Issue #1044, opened 2024-09-09
Expose installation created at date


nplasterer:
It would be helpful to understand when an installation was created.

nplasterer:
Exposed out through the sdks! 🎉

PR #1073, opened 2024-09-18
Provide timestamps in identity action updates

codabrink:
Addresses #1044


neekolas (approved):
This looks good to me

In case you're wondering why we have both a `client_timestamp_ns` and a `server_timestamp_ns`, maybe this is a good time to explain. When you create the `IdentityUpdate` we include a timestamp included the text that gets signed, so that you can do the same action multiple times and get a unique signature. That lets you associate a wallet, revoke it, and then re-associate the same wallet. If two actions have identical signatures, we will reject the second one.

The server_timestamp_ns only comes once you've uploaded the signed request to our nodes.

xmtp_mls/src/identity_updates.rs
```diff
@@ -117,10 +117,18 @@ where
...
-        if let Some(association_state) =
-            StoredAssociationState::read_from_cache(conn, inbox_id.to_string(), last_sequence_id)?
+        match StoredAssociationState::read_from_cache(conn, inbox_id.to_string(), last_sequence_id)
         {
-            return Ok(association_state);
+            Ok(Some(state)) => {
+                return Ok(state);
+            }
+            // If the cache fails to deserialize, it's because the structure of the cache
+            // has changed, and we need to reload.
```
cameronvoell, line 126: I'm not 100% sure that deserialization will fail if the `AssociationStateProto` (via the `MemberProto`) has been [updated](https://github.com/xmtp/proto/pull/208/files) to include a new optional field. So I think we still need a way to skip the cache after this update.

codabrink: The bytes from the sql blob won't align with the proto. It should fail.

neekolas: That sounds right. Protobuf is very forgiving

codabrink: Created a migration to clear out the table in question.

xmtp_mls/src/identity_updates.rs
```diff
@@ -117,10 +117,18 @@ where
             return Err(AssociationError::MissingIdentityUpdate.into());
         }
 
-        if let Some(association_state) =
-            StoredAssociationState::read_from_cache(conn, inbox_id.to_string(), last_sequence_id)?
+        match StoredAssociationState::read_from_cache(conn, inbox_id.to_string(), last_sequence_id)
```
neekolas, line 120: We can undo this change as well

codabrink: Done

xmtp_mls/src/groups/members.rs
```diff
@@ -48,19 +53,28 @@ impl MlsGroup {
...
-            log::error!(
-                "Failed to load all members for group - metadata: {:?}, computed members: {:?}",
-                requests,
-                association_states
-            );
-            return Err(GroupError::InvalidGroupMembership);
+            // Attempt to rebuild the cache before erroring out due to a cache miss.
+            let requests: Vec<_> = requests
+                .into_iter()
+                .map(|(id, sequence)| (id, Some(sequence)))
```
neekolas, line 63: In the narrow case of your PR, this is fine. But really we should only be doing these lookups for items that are missing from the cache.

codabrink: Got it. Filtering those out now.

xmtp_id/src/associations/state.rs
```diff
@@ -163,13 +163,9 @@ impl AssociationState {
...
         let identifier = MemberIdentifier::Address(account_address.clone());
-        let new_member = Member::new(identifier.clone(), None);
+        let new_member = Member::new(identifier.clone(), None, None);
         Self {
-            members: {
-                let mut members = HashMap::new();
-                members.insert(identifier, new_member);
-                members
-            },
+            members: HashMap::from_iter([(identifier, new_member)]),
```
neekolas, line 168: Nice cleanup

neekolas (approved):
Heads up @nplasterer this is going to change the `group.members()` function to be async, which will need to get updated in iOS and Android.

cameronvoell (approved):
great work here!

cameronvoell:
#1044 wont be finished until we expose the timestamps for installations in the bindings inbox_state function, but I advise we do that in a follow up PR since changes in here are quite large

PR #1091, opened 2024-09-25
Expose Installations with timestamps on the FFI

codabrink:


nplasterer (approved):
This looks right! Thanks for fixing it up.

PR #1096, opened 2024-09-30
consistent logging to enable better debugging

insipx:
Makes logging more consistent by only using the `tracing` crate wherever possible. the `tracing` crate provides contextual tracing useful for debugging async code, but can also fallback to emitting `log` events if no subscriber is set.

**Task instructions:**
Please output only the lines from the first line of the entries through the line with "This looks good to me", both included, exactly as written.

**Result of the task:**
Issue #1044, opened 2024-09-09
Expose installation created at date


nplasterer:
It would be helpful to understand when an installation was created.

nplasterer:
Exposed out through the sdks! 🎉

PR #1073, opened 2024-09-18
Provide timestamps in identity action updates

codabrink:
Addresses #1044


neekolas (approved):
This looks good to me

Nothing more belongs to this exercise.